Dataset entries
PR #4838, opened 2026-01-31
Re-run system calls when EINTR occurs

yurivict:
This prevents "Interrupted system call" failures when signals are delivered to the process.

### DIFF
--- a/src/devpoll.cpp
+++ b/src/devpoll.cpp
@@ -37,7 +37,10 @@ zmq::devpoll_t::~devpoll_t ()
 void zmq::devpoll_t::devpoll_ctl (fd_t fd_, short events_)
 {
     struct pollfd pfd = {fd_, events_, 0};
-    ssize_t rc = write (devpoll_fd, &pfd, sizeof pfd);
+    ssize_t rc;
+    do {
+        rc = write (devpoll_fd, &pfd, sizeof pfd);
+    } while (rc == -1 && errno == EINTR);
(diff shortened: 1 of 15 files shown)


bluca:
Looping forever is not right, all of these need an upper bound of retries to ensure eventual termination

yurivict:
It's not going to be looping forever, only until signals are exhausted which can't last forever.

This code was extensively tested in production on the product that was randomly failing due to EINTR signals and it looks good.

bluca:
There's no guarantee of that, so you need to add a counter to bound it

yurivict:
Oh no, there is a guarantee: the number of such interruptions is limited by the number of child processes which is up to the software package to decide how many. However practically speaking this number is limited.
There can be a lot of such processes or just one such process.

Adding an arbitrary limit would impose a failure condition that doesn't have to be there. Any failure with the EINTR "Interrupted system call" message should never be reported to the user.

bluca:
This has nothing to do with processes or packages. Please apply the requested fix, or this will not be merged.

jfolker:
Yuri is in the right. Putting a counter on EINTR breaks with decades of UNIX precedent and deviates needlessly from expectation.

Do what people naturally expect.

EDIT: As a matter of fact, this precedent began inside UNIX itself. However, if you're still not convinced then here are some modern examples of this precedent being followed: OpenSSH, Apache Server, PostgreSQL, cURL, and rsync. This list is not exhaustive.

PR #4840, opened 2026-02-01
Fix Mach port leak in `alt_clock_gettime` on macOS

qingweizhang054:
**Description:**

This PR fixes a Mach port resource leak in the macOS implementation of `alt_clock_gettime`.

On macOS versions prior to 10.12 (Sierra, released in 2016), `clock_gettime` is not available, libzmq falls back to `alt_clock_gettime`, which uses Mach APIs to retrieve timing information. The current implementation calls `mach_host_self()` to obtain a host port, but does not release the associated send right after use.

Since `mach_host_self()` returns a send right that must be explicitly deallocated, repeated calls to `alt_clock_gettime` in long-running processes can lead to Mach port leaks and eventual resource exhaustion.

This change ensures that the host port returned by `mach_host_self()` is properly released via `mach_port_deallocate()` after use. The fix is limited to the legacy macOS code path and does not affect platforms that use the native `clock_gettime` implementation.

**Impact:**

* Prevents Mach port leaks on older macOS systems
* Improves stability for long-running applications
* No behavior change on modern macOS or other platforms

### DIFF
--- a/src/clock.cpp
+++ b/src/clock.cpp
@@ -37,9 +37,11 @@ int alt_clock_gettime (int clock_id, timespec *ts)
 {
     clock_serv_t cclock;
     mach_timespec_t mts;
+    host_name_t host_self = mach_host_self ();
     host_get_clock_service (mach_host_self (), clock_id, &cclock);
     clock_get_time (cclock, &mts);
     mach_port_deallocate (mach_task_self (), cclock);
+    mach_port_deallocate (mach_task_self (), host_self);
     ts->tv_sec = mts.tv_sec;
     ts->tv_nsec = mts.tv_nsec;
     return 0;


qingweizhang054:
Note: CI reports failures on the GitHub Actions macOS runner in
`tests/test_zmq_poll_fd` and `tests/test_zmq_ppoll_fd`, where `sendto()`
returns `EHOSTUNREACH` (errno 65).

I cannot reproduce this locally on macOS, and this PR does not modify any
networking-related code paths. This appears to be an environment-specific
issue on the macOS runner rather than a regression introduced by this
change.

Relevant CI output:

FAIL: tests/test_zmq_poll_fd
sendto(...) failed, errno = 65 (Host unreachable)

FAIL: tests/test_zmq_ppoll_fd
sendto(...) failed, errno = 65 (Host unreachable)

PR #4852, opened 2026-04-17
fix: replace assert with early return in out_event when _io_error is set

ssam18:
When the I/O thread collects both POLLIN and POLLOUT from the same epoll_wait batch, processing the POLLIN can set _io_error via in_event_internal(), and the already-queued POLLOUT still gets dispatched to out_event() — hitting the assert and crashing. Replacing the assert with an early return handles this gracefully, consistent with the same guard already present in restart_output(). Fixes #4841.


bluca:
If an assert is hit it means there is a programming error somewhere else that results in an invalid/undefined state. Just removing the assert and ignoring the error is wrong and leaves the underlying problem lurking about.

PR #4853, opened 2026-04-17
Fix double free in pipe_t::process_pipe_term_ack

### LINKED ISSUE #4806: Double free happening in ZMQ 4.3.4 version, causing reaper and IO thread crashes when system goes down
Double free happening in ZMQ 4.3.4 version, causing reaper and IO thread crashes when system goes down

Thread 1:

#10 <> in zmq::yqueue_t<zmq::msg_t, 256>::<del>yqueue_t (<>, __in_chrg=<optimized out>) at src/yqueue.hpp:81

What to work on
How many of the lines above include the word "still"? Respond with the number alone.

Task output
2